Kissing Carrion
Down here, at the bottom. Where there are a lot of things, and most of them glow . . .
Thinking: When you get what you ask for, you really have no right to be surprised.
. . . including me.
Skeleton Bitch
RICTUS. THAT’S THE grin a corpse gets, when it knows you’re just too chicken-shit to bury it yet, and I should know.
I looked it up.
* * *
So—Friday night at Jaime’s, two months back. Somebody’s earrings caught the light from over by the john, and I couldn’t believe anybody could possibly wear that many rings at once without ripping their lobes wide open, so I leaned past Doug Whoever’s shoulder for a closer look. She was up against the wall with a speaker at either hip, all black on black, thin as sidewalk chalk. White hair, white lips with an irregular flash of blue teeth laced between them in the kitchen light-spill. A chemical warfare jacket to mid-thigh over tights so old they were mostly runs, flag of South Vietnam dripping blood along one arm, the other nude and unexpectedly track-free. Element of surprise aside, it all seemed like the same old poser Goth shit to me—I mean, just about everybody there was trying to look dead.
But she was the only one doing it right.
“’Scuse me,” I said, and pushed off to investigate. Some proto-grunge epic blasted so loud my fillings ached as I stepped up beside her, but she didn’t even turn. Just said:
“Like this song?”
I took a second, got a smear of lash mixed with red-shot iris in return for my tact.
“Yeah, classic. You?”
“First time I heard this . . . it was 1987. Ozone summer. Kicked some kind of door open in my head, and I—”
“Don’t tell me. You wanted to hunt him down and do him on the floor, right?”
She showed those teeth again—wet, this time. A little internal thrum of laughter. Then, in that prepubescent head-cold purr of hers, entirely too detached to charm:
“No, Mr. Man. I wanted to be him. Just like you did.”

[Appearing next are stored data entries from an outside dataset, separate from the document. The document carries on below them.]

PR #110, opened 2017-05-14
Simplify runtime targets generation.

alessandrogario:
This PR adds support for the bitcode language (BC) to CMake, adding a new function that can be used to generate runtime targets in a more CMake-like way. 

Example: https://github.com/trailofbits/remill/blob/alessandro/refactor/cmake-bitcode-language/remill/Arch/X86/Runtime/CMakeLists.txt

This should not only make it easier for new architecture modules to be added to remill, but also speed up compilation time.


pgoodman:
@alessandrogario Should I delete this branch or will you continue with it?

alessandrogario:
You can delete it! Thanks! :+1:

PR #134, opened 2017-09-05
Issue 127 mins maxs support

pgoodman:


pgoodman:
Submitting PR because it has useful instructions.

PR #653, opened 2023-02-09
Support PowerPC syscall

tetsuo-cpp:


tetsuo-cpp:
The unit test still seems to be failing. It doesn't seem to have access to the runtime as it complains about missing `__remill_sync_hyper_call` when trying to execute it.

lib/BC/SleighLifter.cpp
```diff
@@ -1263,6 +1266,22 @@ class SleighLifter::PcodeToLLVMEmitIntoBlock {
...
         return kLiftedInstruction;
       }
+      if (other_func_name == kSysCallName &&
+          insn.arch_name == ArchName::kArchPPC) {
+        DLOG(INFO) << "Invoking syscall";
+        const auto [mem_ptr_ref, mem_ptr_ref_type] =
+            insn_lifter_parent.LoadRegAddress(
+                bldr.GetInsertBlock(), state_pointer, kMemoryVariableName);
+
+        llvm::Value *args[] = {
```
lkorenc, line 1276: `std::array` - there is no good reason to use C-style arrays in modern C++, use either `vector` or `array`.

lib/BC/SleighLifter.cpp
```diff
@@ -1263,6 +1266,22 @@ class SleighLifter::PcodeToLLVMEmitIntoBlock {
...
+            state_pointer, mem_ptr_ref,
+            llvm::ConstantInt::get(
```
lkorenc, line 1278: Extract out - look at the indents, hard to follow.

Ninja3047:
> The unit test still seems to be failing. It doesn't seem to have access to the runtime as it complains about missing `__remill_sync_hyper_call` when trying to execute it.

i think a stub implementation needs to be added here similar to how we have implementations for `__remill_read_memory_8` and others?
https://github.com/lifting-bits/remill/blob/master/test_runner_lib/TestRunner.cpp

lib/BC/SleighLifter.cpp
tetsuo-cpp: [51a495e](https://github.com/lifting-bits/remill/pull/653/commits/51a495ec193a2724467694a3b0d58d1274a50afa)

lib/BC/SleighLifter.cpp
tetsuo-cpp: [51a495e](https://github.com/lifting-bits/remill/pull/653/commits/51a495ec193a2724467694a3b0d58d1274a50afa)

lib/Arch/Runtime/HyperCall.cpp
```diff
@@ -386,6 +386,10 @@ Memory *__remill_sync_hyper_call(State &state, Memory *mem,
       mem = __remill_ppc_emulate_instruction(mem);
       break;
 
+  case SyncHyperCall::kPPCSysCall:
+      mem = __remill_ppc_syscall(mem);
```
tetsuo-cpp, line 390: Unfortunately, I don't think we can implement this with inline asm like we've been doing for the x86 and ARM syscalls. The GCC/Clang inline assembly machine constraints for PowerPC don't seem to allow you to specify a particular register.

Ninja3047 (approved):
lgtm

tetsuo-cpp:
Ping @2over12 @lkorenc. This is good to go.

lib/BC/SleighLifter.cpp
```diff
@@ -1263,6 +1267,27 @@ class SleighLifter::PcodeToLLVMEmitIntoBlock {
                                                   vars[2]);
         return kLiftedInstruction;
       }
+      if (other_func_name == kSysCallName &&
+          insn.arch_name == ArchName::kArchPPC) {
+        DLOG(INFO) << "Invoking syscall";
+
+        const auto [mem_ptr_ref, mem_ptr_ref_type] =
+            insn_lifter_parent.LoadRegAddress(
```
2over12, line 1275: Is there a reason `remill::LoadMemoryPointerRef` doesnt work here?

lib/BC/SleighLifter.cpp
```diff
@@ -1263,6 +1267,27 @@ class SleighLifter::PcodeToLLVMEmitIntoBlock {
...
+
+        // Get a LLVM value for the sync hyper call enumeration.
+        auto hyper_call_int =
+            static_cast<uint32_t>(SyncHyperCall::Name::kPPCSysCall);
+        auto hyper_call = llvm::ConstantInt::get(
+            llvm::IntegerType::get(this->context, 32), hyper_call_int);
+        std::array<llvm::Value *, 3> args = {state_pointer, mem_ptr_ref,
+                                             hyper_call};
+
+        bldr.CreateCall(insn_lifter_parent.GetIntrinsicTable()->sync_hyper_call,
```
2over12, line 1286: So is the reasoning here for why we need a custom signature for this sync call because we want to pass the type sync call explicitly? Just wondering why we cant take the strategy of other intrinsic hyper calls where it's a typical (state,PC,memory) lifted function and we can use AddCall transparently.

2over12 (dismissed):
LGTM if we can use the LoadMemoryPointerRef utility Id like to do that

lib/BC/SleighLifter.cpp
tetsuo-cpp: Yep that's correct. With `__remill_sync_hyper_call`, we need to provide a `Name` enumeration to signal what kind of sync call we're making.

lib/BC/SleighLifter.cpp
tetsuo-cpp: [5de355d](https://github.com/lifting-bits/remill/pull/653/commits/5de355d1253bd84460bad7cbb60e178c21c65421)

PR #657, opened 2023-02-24
Fixes next pc ARM/Arch in Sleigh Cbranch implementation

2over12:
The cbranch implementation loaded the original pc from the PC reg which on ARM points to the next next instruction, causing incorrect fallthrough. Changes CBRANCH to load from next-pc which points past the current instruction

### DIFF
--- a/lib/BC/SleighLifter.cpp
+++ b/lib/BC/SleighLifter.cpp
@@ -20,6 +20,7 @@
 #include <llvm/ADT/StringExtras.h>
 #include <llvm/IR/BasicBlock.h>
 #include <llvm/IR/DerivedTypes.h>
+#include <llvm/IR/IRBuilder.h>
 #include <llvm/IR/Value.h>
 #include <llvm/IR/Verifier.h>
 #include <remill/Arch/Name.h>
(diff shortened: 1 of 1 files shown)


lib/BC/SleighLifter.cpp
```diff
@@ -857,20 +858,15 @@ class SleighLifter::PcodeToLLVMEmitIntoBlock {
       auto jump_addr = this->replacement_cont.LiftOffsetOrReplace(
           bldr, lhs, this->insn_lifter_parent.GetWordType());
 
-      auto pc_reg_param = this->LiftNormalRegister(bldr, "PC");
-      CHECK(pc_reg_param.has_value());
-      auto pc_reg_ptr = *pc_reg_param;
-      auto orig_pc_value = pc_reg_ptr->LiftAsInParam(
-          bldr, this->insn_lifter_parent.GetWordType());
+      auto orig_pc_value = this->GetNextPc(bldr);
+      //CHECK(pc_reg_param.has_value());
```
Ninja3047, line 862: remove uneeded comment but otherwise looks good to me

Ninja3047 (approved):

PR #659, opened 2023-03-14
Replace the Manual AArch32 Semantics and Decoder with Sleigh

2over12:


pgoodman:
Can you delete any dead code?

2over12:
Are we sure we want to get rid of the manually implemented aarch32 semantics, this is just replacing those with a default mode of using the sleigh lifter instead. Im also still working on some issues with context registers at the moment

lkorenc:
I would remove any dead code - we use `git` if someone needs them later can just pull it out from history.

lkorenc (approved):

PR #661, opened 2023-04-04
Fix bug in rendering actual PC from NEXT_PC with thumb preffix/suffix instructions

2over12:
Since we group preffix suffix instructions using the current instruction size to work out the mode was buggy 
https://github.com/lifting-bits/remill/blob/b677387f6f7507193ddd4e3c9a2ec8bc2da94fc0/lib/Arch/Sleigh/Thumb2Arch.cpp#L48

instead this passes down the decoding context to figure out where PC should be

### DIFF
--- a/lib/Arch/Sleigh/Arch.h
+++ b/lib/Arch/Sleigh/Arch.h
@@ -99,6 +99,9 @@ struct ContextRegMappings {
 
  private:
   std::unordered_map<std::string, std::string> context_reg_mapping;
+  // Stores the size of the context register in bytes.
+  // We need to allocate space for an instruction to manipulate a
+  // Context reg as needed. This space is also populated with the incoming value.
   std::unordered_map<std::string, size_t> vnode_size_mapping;
 
  public:
--- a/lib/Arch/Sleigh/Arch.h
+++ b/lib/Arch/Sleigh/Arch.h
@@ -112,9 +112,9 @@ class SleighDecoder {
                                        const ContextValues &) const = 0;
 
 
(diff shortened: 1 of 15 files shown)


2over12:
There's an additional issue here in how we compute the patch expressions for sleigh files. We assume we can compute the address of `inst_next` given the value in PC, but we do it using inst_last, in reality regardless of the instruction size this should be -4 on thumb and -8 on arm which requires determining what mode, this will require another macro

2over12:
replacing all context reg references with a known constant is too naive, we need to just assign the entry value then lift the register like normal. A better way to do this is to allocate the local context reg as a pointer, store the assumed constant, then lift

2over12:
Should really integrate TestLifting.cpp from ARM and PPC but Im pressed for time at the moment.

lib/Arch/Sleigh/Arch.h
```diff
@@ -95,13 +95,31 @@ class SingleInstructionSleighContext {
...
+struct ContextRegMappings {
+
+ private:
+  std::unordered_map<std::string, std::string> context_reg_mapping;
+  std::unordered_map<std::string, size_t> vnode_size_mapping;
+
+ public:
+  ContextRegMappings(
+      std::unordered_map<std::string, std::string> context_reg_mapping,
+      std::unordered_map<std::string, size_t> vnode_size_mapping)
```
Ninja3047, line 107: can you put a comment somewhere that explains what vnode_size_mapping is for? looks like it's set maps to 1 for both ppc and thumb?

PR #665, opened 2023-04-11
Get Remill building with LLVM 16

tetsuo-cpp:


lib/BC/Util.cpp
```diff
@@ -1684,6 +1698,12 @@ void CloneFunctionInto(llvm::Function *source_func, llvm::Function *dest_func,
 
 
       new_insts.push_back(new_inst);
+#else
+      // TODO(alex): Figure out how we can reproduce the above hack in LLVM 16...
```
tetsuo-cpp, line 1702: I still need to figure this out.

lib/BC/Util.cpp
```diff
@@ -1339,6 +1340,17 @@ MoveConstantIntoModule(llvm::Constant *c, llvm::Module *dest_module,
             moved_c = ret;
             return ret;
           }
+#else
+          // In LLVM 16, cast is the only unary constexpr.
```
lkorenc, line 1344: This is copy & paste, de-duplicate (as far as I can tell the first branch is here twice?).

lib/BC/Util.cpp
lkorenc: Also, I would prefer to move as much of these changes as possible to `Compat/`.

lkorenc (changes requested):

lib/BC/Util.cpp
tetsuo-cpp: The difference is that there's a conditional wrapping this logic above. I could de-duplicate but it would involve having multiple `#if` checks since I'd have to wrap the condition and the `else` block. I thought it'd be better cleaner and easier to just duplicate it.

Either that or I could put this in a lambda and make the logic look like:
```c++
#if LLVM_VERSION_NUMBER < LLVM_VERSION(16, 0)
if (uop->isCast()) {
  return move_cast();
} else {
  auto ret = llvm::ConstantExpr::get(
    ce->getOpcode(),
    MoveConstantIntoModule(ce->getOperand(0), dest_module,
      value_map, type_map));
  moved_c = ret;
  return ret;
}
#else
return move_cast();
#endif
```

lib/BC/Util.cpp
tetsuo-cpp: Oh actually, I just realised something. The whole point of that hack above is to get access to a private member. We could probably just do that one more time.
- Once to get a handle on the instruction list.
- Once to mutate the instruction like we were doing before.
Not sure how I feel about that though... 🤮

pgoodman: Overall, this was terrible / evil stuff. The fundamental problem was that I was too lazy to implement cloning instructions, so I wanted to reuse `->clone` and that had issues.

pgoodman: We could just not port the hack.

pgoodman (approved):

lib/BC/Util.cpp
tetsuo-cpp: @pgoodman Hmm, what would that look like? I'm imagining some giant switch that covers every instruction type in LLVM and then recreates it in the target module. Is that what you had in mind?

pgoodman: I think that's what LLVM does. The better question is: is it worth it to support cloning from one llvm context into another llvm context. If it's not worth it, then we can just error on the code. **My opinion is that supporting this use case is not worth the effort.**

It used to be in IRENE2 that I was trying to support different context cloning because I was sharing results with a different thread, and llvm contexts and other methods are not thread-safe. I ended up running up against a wall with the cloning approach, and abandoned it in favour of a serializing to IR to a string, then deserializing in the new LLVMContext, which was much safer and worked correctly, and so this stuff in Remill largely became dead code without a usecase.

tetsuo-cpp: Ok cool, that seems like a good idea. At the moment, the Remill test suite uses this clone function helper and Anvill uses it directly. I'll try to see if I can write a helper that serializes to a string (shouldn't be hard considering that we've got one that writes it to a file) and then try to replace those usages.

pgoodman: Does the test suite actually alter the LLVM context?

tetsuo-cpp: Yes. It moves functions into their own module so they can be executed: https://github.com/lifting-bits/remill/blob/master/tests/PPC/TestLifting.cpp#L203

pgoodman: That looks like it would reuse the same context? That is, there is no explicit passing of a new context, so presumably it shares the same LLVM context with the input module.

tetsuo-cpp: Oh sorry, I thought you meant module not context. What's the consequence of that though? Seems like I'd still have trouble moving the function across modules.

pgoodman: I don't think there are any issues with cross-module cloning, as long as the llvm context is shared between them. The instruction cloning is find cross-module as long as it's not cross-context.

tetsuo-cpp: [bf59658](https://github.com/lifting-bits/remill/pull/665/commits/bf59658d796a8e6870adc7c6cefb6c61a37c3384)

Gotcha, thanks for explaining. I think we can just remove the part where we recontextualize the type and leave everything as is.

lib/BC/Util.cpp
```diff
@@ -1670,20 +1673,13 @@ void CloneFunctionInto(llvm::Function *source_func, llvm::Function *dest_func,
...
       }
 
-      // NOTE(pag): This is pretty evil, there's no reliable way to move the
-      //            type to the destination context, and there are assertions,
-      //            e.g. in `llvm::CallBase::setCalledFunction`, that
-      //            (correctly) detect that the types don't match.
-      new_inst->*REMILL_ACCESS_MEMBER(llvm, Value, VTy) =
-          RecontextualizeType(new_inst->getType(), dest_context, type_map);
-
+      new_block_builder.Insert(new_inst);
```
tetsuo-cpp, line 1681: I should be able to do this without constructing an `IRBuilder`, lemme just find the right API.

tetsuo-cpp:
Oops, still need to fix up the scripts to work with the new `cxx-common`.

lkorenc (approved):

lib/BC/IntrinsicTable.cpp
```diff
@@ -57,7 +58,9 @@ static llvm::Function *FindPureIntrinsic(llvm::Module *module,
 
   // We want memory intrinsics to be marked as not accessing memory so that
   // they don't interfere with dead store elimination.
+#if LLVM_VERSION_NUMBER < LLVM_VERSION(16, 0)
```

I followed her down the hall awhile. Pretty soon, she pulled me through a door with a big splash of paint above it, and we fell against the wall. I felt her breasts move under the jacket, pointy little nipples piercing through like slate chips. Five cold fingers toying with my fly, diffident, like she could take it or leave it, depending on how slow the music got.
“You keep on doing that, I’m gonna have to take you into the john.” Her hand moved a little lower. “Hey,” I said, trying to keep it light—but I was drunk by then, and it came out wrong. “You think I’m joking?”
That made her look up, for the first time. And answer:
“No.”
“Oh, so you’re one stone bitch, I expect.”
A narrow blue rim of smile, like frost.
“Yeah,” she said, with absolutely no change of tone. “I am.”
And I laughed.
* * *
But by the morning after—when I woke up, alone and hurting—I believed her.
* * *
A couple of days later, I met Jaime on the street. “That chick I went off with—” I began.
A wave of laughter. “Oh, yeah. Dawn of the Dead. How you make out there, anyways?”